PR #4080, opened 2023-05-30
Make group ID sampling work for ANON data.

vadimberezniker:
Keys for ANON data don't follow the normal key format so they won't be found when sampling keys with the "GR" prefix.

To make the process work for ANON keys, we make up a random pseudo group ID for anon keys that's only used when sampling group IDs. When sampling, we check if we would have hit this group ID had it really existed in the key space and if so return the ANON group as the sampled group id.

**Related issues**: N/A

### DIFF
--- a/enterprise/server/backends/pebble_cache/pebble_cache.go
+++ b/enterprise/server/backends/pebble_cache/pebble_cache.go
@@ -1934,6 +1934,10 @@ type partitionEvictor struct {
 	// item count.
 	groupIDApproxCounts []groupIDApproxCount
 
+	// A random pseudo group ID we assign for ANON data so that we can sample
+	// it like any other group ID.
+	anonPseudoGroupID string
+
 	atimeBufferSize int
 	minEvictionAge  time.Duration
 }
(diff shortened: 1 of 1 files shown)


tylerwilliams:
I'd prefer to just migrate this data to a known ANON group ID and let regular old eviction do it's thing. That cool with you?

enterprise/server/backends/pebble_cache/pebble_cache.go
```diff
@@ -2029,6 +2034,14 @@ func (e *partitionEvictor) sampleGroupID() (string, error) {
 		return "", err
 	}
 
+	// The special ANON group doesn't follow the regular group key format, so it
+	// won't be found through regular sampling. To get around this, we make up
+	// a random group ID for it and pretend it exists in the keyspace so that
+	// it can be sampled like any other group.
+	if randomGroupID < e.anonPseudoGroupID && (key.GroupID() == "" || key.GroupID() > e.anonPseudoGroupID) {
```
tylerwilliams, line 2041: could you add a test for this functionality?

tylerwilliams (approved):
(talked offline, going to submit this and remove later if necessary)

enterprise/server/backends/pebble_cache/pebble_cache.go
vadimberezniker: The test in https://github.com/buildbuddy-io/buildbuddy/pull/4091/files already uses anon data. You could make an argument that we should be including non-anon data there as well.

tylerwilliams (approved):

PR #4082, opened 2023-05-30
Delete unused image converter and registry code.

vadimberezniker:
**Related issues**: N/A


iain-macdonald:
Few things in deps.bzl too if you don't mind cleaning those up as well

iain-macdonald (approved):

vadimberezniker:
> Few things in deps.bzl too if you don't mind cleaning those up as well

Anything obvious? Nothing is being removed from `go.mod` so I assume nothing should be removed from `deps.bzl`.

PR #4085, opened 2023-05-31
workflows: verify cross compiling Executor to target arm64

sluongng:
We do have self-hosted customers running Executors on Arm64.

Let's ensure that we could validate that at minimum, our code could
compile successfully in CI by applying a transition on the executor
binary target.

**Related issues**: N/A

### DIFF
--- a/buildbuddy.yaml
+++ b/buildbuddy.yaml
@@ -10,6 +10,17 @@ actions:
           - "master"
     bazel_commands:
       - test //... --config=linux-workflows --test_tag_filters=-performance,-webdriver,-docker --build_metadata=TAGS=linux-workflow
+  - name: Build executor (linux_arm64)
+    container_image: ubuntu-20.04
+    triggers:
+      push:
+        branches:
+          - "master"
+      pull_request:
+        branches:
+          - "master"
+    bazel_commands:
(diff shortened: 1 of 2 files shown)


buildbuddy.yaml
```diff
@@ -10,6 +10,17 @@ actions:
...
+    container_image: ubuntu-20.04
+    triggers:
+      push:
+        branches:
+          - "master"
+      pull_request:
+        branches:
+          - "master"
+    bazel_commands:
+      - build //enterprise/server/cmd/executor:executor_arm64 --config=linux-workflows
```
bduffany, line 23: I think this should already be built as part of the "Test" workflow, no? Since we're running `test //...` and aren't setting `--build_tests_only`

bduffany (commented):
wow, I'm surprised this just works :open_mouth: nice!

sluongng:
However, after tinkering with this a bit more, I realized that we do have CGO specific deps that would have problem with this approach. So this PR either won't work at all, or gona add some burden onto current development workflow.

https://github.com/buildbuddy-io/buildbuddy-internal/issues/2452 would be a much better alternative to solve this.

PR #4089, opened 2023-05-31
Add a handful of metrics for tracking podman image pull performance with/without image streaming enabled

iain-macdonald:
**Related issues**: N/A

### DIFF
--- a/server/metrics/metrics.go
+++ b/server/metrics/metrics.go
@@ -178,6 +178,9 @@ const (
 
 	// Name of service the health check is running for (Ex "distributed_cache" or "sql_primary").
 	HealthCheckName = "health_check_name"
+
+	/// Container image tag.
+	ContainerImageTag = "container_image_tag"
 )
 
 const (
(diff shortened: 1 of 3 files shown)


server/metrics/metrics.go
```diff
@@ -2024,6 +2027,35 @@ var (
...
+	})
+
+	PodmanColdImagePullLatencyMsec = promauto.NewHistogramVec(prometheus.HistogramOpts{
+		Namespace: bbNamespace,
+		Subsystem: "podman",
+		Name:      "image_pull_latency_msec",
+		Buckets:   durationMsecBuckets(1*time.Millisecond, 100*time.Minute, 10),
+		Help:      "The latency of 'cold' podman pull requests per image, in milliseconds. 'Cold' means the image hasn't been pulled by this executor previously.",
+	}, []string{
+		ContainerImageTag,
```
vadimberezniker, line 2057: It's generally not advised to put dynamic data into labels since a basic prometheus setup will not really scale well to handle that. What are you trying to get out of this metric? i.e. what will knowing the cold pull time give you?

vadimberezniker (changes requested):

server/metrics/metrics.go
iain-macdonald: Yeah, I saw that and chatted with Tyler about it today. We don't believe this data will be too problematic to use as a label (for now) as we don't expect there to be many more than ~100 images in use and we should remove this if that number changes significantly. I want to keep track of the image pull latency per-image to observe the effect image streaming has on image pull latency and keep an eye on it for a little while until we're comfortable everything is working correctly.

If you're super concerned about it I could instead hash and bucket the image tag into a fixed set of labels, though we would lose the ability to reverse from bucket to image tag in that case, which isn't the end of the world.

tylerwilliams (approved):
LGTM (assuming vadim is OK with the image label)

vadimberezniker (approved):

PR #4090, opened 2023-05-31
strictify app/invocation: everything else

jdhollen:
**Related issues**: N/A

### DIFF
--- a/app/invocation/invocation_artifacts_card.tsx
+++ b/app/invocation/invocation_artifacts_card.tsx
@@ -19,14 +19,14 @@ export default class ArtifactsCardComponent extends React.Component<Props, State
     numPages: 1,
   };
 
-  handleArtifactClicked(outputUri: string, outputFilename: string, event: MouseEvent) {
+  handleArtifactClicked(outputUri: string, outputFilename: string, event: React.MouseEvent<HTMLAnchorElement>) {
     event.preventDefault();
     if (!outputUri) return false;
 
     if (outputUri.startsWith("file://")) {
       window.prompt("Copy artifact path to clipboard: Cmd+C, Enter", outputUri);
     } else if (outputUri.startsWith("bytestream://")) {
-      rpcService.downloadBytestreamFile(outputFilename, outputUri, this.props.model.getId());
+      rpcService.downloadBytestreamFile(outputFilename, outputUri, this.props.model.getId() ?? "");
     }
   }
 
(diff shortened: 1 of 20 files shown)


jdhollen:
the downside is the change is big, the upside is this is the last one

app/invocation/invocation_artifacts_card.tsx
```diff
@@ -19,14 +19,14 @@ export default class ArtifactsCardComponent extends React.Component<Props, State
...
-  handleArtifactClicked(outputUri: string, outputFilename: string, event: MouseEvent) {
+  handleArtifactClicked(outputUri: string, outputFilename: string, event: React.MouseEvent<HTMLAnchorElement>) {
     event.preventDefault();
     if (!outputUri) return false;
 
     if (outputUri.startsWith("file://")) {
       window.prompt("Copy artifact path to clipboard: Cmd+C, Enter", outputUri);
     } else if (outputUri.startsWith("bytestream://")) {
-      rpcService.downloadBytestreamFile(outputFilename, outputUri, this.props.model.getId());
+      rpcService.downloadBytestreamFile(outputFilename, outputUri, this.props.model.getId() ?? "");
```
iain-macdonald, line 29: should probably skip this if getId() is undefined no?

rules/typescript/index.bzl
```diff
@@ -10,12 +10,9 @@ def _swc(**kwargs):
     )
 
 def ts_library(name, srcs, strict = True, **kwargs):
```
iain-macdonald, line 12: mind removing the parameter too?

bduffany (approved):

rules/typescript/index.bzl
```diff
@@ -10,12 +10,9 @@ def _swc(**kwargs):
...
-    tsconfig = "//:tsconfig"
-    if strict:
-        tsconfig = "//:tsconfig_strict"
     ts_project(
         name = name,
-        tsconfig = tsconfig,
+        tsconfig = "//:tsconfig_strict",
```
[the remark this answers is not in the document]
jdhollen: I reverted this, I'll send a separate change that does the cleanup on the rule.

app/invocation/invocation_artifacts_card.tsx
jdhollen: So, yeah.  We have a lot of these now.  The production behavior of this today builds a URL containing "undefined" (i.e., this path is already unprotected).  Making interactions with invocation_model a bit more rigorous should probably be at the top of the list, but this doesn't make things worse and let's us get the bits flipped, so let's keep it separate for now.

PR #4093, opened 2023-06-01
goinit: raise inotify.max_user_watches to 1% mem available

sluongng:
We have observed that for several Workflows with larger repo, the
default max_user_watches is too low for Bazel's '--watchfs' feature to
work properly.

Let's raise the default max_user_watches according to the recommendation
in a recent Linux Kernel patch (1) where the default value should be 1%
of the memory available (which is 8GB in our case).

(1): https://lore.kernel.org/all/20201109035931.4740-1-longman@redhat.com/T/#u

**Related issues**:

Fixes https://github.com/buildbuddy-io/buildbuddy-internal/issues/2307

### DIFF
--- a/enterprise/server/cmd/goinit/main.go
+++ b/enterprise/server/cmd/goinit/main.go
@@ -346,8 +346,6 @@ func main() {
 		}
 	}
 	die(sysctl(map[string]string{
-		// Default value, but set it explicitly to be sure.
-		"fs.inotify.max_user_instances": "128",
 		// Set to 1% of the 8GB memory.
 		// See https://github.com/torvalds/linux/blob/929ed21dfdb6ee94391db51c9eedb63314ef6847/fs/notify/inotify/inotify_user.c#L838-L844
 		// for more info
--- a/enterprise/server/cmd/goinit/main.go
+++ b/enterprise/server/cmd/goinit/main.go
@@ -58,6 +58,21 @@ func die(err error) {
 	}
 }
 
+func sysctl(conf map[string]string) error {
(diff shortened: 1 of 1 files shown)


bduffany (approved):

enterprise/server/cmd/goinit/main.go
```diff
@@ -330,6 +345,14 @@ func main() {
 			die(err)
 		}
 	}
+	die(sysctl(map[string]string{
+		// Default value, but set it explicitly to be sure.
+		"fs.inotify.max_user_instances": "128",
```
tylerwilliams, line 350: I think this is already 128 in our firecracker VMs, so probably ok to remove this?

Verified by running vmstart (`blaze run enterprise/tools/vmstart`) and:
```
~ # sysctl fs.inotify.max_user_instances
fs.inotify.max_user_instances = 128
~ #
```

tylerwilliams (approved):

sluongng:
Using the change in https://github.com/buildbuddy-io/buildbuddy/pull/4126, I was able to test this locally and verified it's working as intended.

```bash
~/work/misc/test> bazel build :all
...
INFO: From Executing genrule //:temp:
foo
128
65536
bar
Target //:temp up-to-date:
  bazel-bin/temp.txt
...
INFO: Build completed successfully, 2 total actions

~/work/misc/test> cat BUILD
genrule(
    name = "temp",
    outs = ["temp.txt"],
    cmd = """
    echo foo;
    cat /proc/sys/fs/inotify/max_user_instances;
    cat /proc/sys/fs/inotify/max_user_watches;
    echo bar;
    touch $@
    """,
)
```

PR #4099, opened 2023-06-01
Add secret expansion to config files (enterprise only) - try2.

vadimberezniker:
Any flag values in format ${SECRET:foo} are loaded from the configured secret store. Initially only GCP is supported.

-------------------------

● **TASK DIRECTIONS**
State the number of lines holding the word "available" in the listing. Add nothing else.

● **WRITTEN REPLY**
2